* _What to do_:
From top to bottom, reproduce the listing without a single change.

* _Available records_:

PR #908, opened 2025-03-23
Fixes two places where navbar was not considered

cpiber:
When set to static, the navbar consumes space, so `vw` units are not enough.
On small screens, the `left`+`transform` approach does not work nicely, so just use standard flex alignment, the container is already a flexbox.

As mentioned on #905

### DIFF
--- a/src/modules/reader/components/viewer/ReaderTransitionPage.tsx
+++ b/src/modules/reader/components/viewer/ReaderTransitionPage.tsx
@@ -147,8 +147,11 @@ const BaseReaderTransitionPage = ({
                         ...applyStyles(!isFitWidthPageScaleMode, { alignItems: 'baseline' }),
                     }),
                     ...applyStyles(readingMode === ReadingMode.CONTINUOUS_HORIZONTAL, {
+                        flexDirection: 'row',
+                        maxHeight: `calc(100vh - ${scrollbarXSize}px)`,
+                        position: 'sticky',
+                        top: 0,
                         minWidth: `calc(100vw - ${scrollbarYSize}px - ${readerNavBarWidth}px)`,
-                        justifyContent: 'unset',
                     }),
                 }),
             }}
@@ -158,25 +161,12 @@ const BaseReaderTransitionPage = ({
                     gap: 2,
                     maxWidth: (theme) =>
                         // spacing = added padding left + right
-                        `calc(100vw - ${scrollbarYSize}px - ${readerNavBarWidth}px - ${theme.spacing(2)}px)`,
+                        `calc(100vw - ${scrollbarYSize}px - ${readerNavBarWidth}px - ${theme.spacing(2)})`,
                     maxHeight: `calc(100vh - ${scrollbarXSize}px)`,
                     width: 'max-content',
                     p: 1,
                     ...applyStyles(isContinuousReadingMode(readingMode), {
-                        ...applyStyles(
-                            // on small screens with "fit to with" enabled, "left 50%" does not center the element in the
-                            // viewport which then causes "translate" to move the element mostly outside the viewport with
-                            // only a small part of it being visible
-                            !isFitWidthPageScaleMode && isContinuousVerticalReadingMode(readingMode),
-                            {
-                                alignSelf: 'center',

* _Written answer_:
PR #908, opened 2025-03-23
Fixes two places where navbar was not considered

cpiber:
When set to static, the navbar consumes space, so `vw` units are not enough.
On small screens, the `left`+`transform` approach does not work nicely, so just use standard flex alignment, the container is already a flexbox.

As mentioned on #905

### DIFF
--- a/src/modules/reader/components/viewer/ReaderTransitionPage.tsx
+++ b/src/modules/reader/components/viewer/ReaderTransitionPage.tsx
@@ -147,8 +147,11 @@ const BaseReaderTransitionPage = ({
                         ...applyStyles(!isFitWidthPageScaleMode, { alignItems: 'baseline' }),
                     }),
                     ...applyStyles(readingMode === ReadingMode.CONTINUOUS_HORIZONTAL, {
+                        flexDirection: 'row',
+                        maxHeight: `calc(100vh - ${scrollbarXSize}px)`,
+                        position: 'sticky',
+                        top: 0,
                         minWidth: `calc(100vw - ${scrollbarYSize}px - ${readerNavBarWidth}px)`,
-                        justifyContent: 'unset',
                     }),
                 }),
             }}
@@ -158,25 +161,12 @@ const BaseReaderTransitionPage = ({
                     gap: 2,
                     maxWidth: (theme) =>
                         // spacing = added padding left + right
-                        `calc(100vw - ${scrollbarYSize}px - ${readerNavBarWidth}px - ${theme.spacing(2)}px)`,
+                        `calc(100vw - ${scrollbarYSize}px - ${readerNavBarWidth}px - ${theme.spacing(2)})`,
                     maxHeight: `calc(100vh - ${scrollbarXSize}px)`,
                     width: 'max-content',
                     p: 1,
                     ...applyStyles(isContinuousReadingMode(readingMode), {
-                        ...applyStyles(
-                            // on small screens with "fit to with" enabled, "left 50%" does not center the element in the
-                            // viewport which then causes "translate" to move the element mostly outside the viewport with
-                            // only a small part of it being visible
-                            !isFitWidthPageScaleMode && isContinuousVerticalReadingMode(readingMode),
-                            {
-                                alignSelf: 'center',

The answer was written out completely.